Grab your repellent, because mosquitoes are on their way
Mosquitoes are on their way.
Lots and lots of mosquitoes.
The good news is that entomologists agree the pests' path is pretty predictable, given that this month's rainfall level is up just slightly from last year at this time.
All indications are that the typical flood, or nuisance, mosquitoes should be harassing us within the next two weeks.
"This year is easier to predict since last year was the (previous) wettest May on record. We don't have to look to sift through too much historical data to see what's coming," said George Balis, an entomologist with St. Charles-based Clarke mosquito control. "We're going to see a large hatch of mosquitoes in the next 10 to 14 days or so, and it's going to cause the month of June, and many Father's Day events, to be visited by large numbers of mosquitoes."
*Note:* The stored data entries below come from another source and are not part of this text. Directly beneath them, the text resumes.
PR #788, opened 2023-05-24
tcp: Perform a reset() after an abort()

mkj:
It is useful to wake wakers once the RST packet has been emitted, so async callers can wait before dropping the socket. Another option would be to just wake wakers explicitly, but a .reset() is simpler.

This is to enable https://github.com/embassy-rs/embassy/pull/1471 "embassy-net: Make TcpSocket::abort() async"

### DIFF
--- a/src/socket/tcp.rs
+++ b/src/socket/tcp.rs
@@ -2231,6 +2231,11 @@ impl<'a> Socket<'a> {
         if self.state == State::Closed {
             // When aborting a connection, forget about it after sending a single RST packet.
             self.tuple = None;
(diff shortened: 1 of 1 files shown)


Dirbaio:
This changes observable behavior: it is currently possible to receive some data, call `abort()`, and read that data out from the socket buffer. `reset()` throws the data away. Could you change it to just trigger the waker instead?

Dirbaio (approved):
thanks!

bors r+

Dirbaio:
no you're not wtf

bors cancel
bors r+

The only reprieve we may get is if the weather stays on the cooler side.
"These insects are coldblooded, so the cooler it is, the slower they develop," said Orkin entomologist Chelle Hartzer. "They'll eventually be there, but they may not be in the same numbers."
Experts agree, however, that the best way to protect yourself and be more comfortable outside is to eliminate standing water, whether it be pooling in a low spot of your yard, collecting in a gardening pail or sitting stagnant in a clogged gutter.
Hartzer also suggests trimming bushes that provide shaded resting places for mosquitoes and keeping any nectar-producing flowers, which attract male mosquitoes, away from your sitting areas.
Balis said repellents containing DEET, picaridin, oil of lemon eucalyptus or the more rare IR3535, while not foolproof, offer the best individual protection.
"I can't help but laugh when I'm somewhere and someone complains about the mosquitoes and they're not wearing repellent," he said. "Any kind of repellent is going to be better than free, bare skin."
Ticks, however, live on a two-year life cycle and are affected by last year's moisture and this year's rainfall.
Hartzer said they're staying low in the high grass, meaning the best way to prevent them is to tuck your pants into your socks in addition to wearing repellent.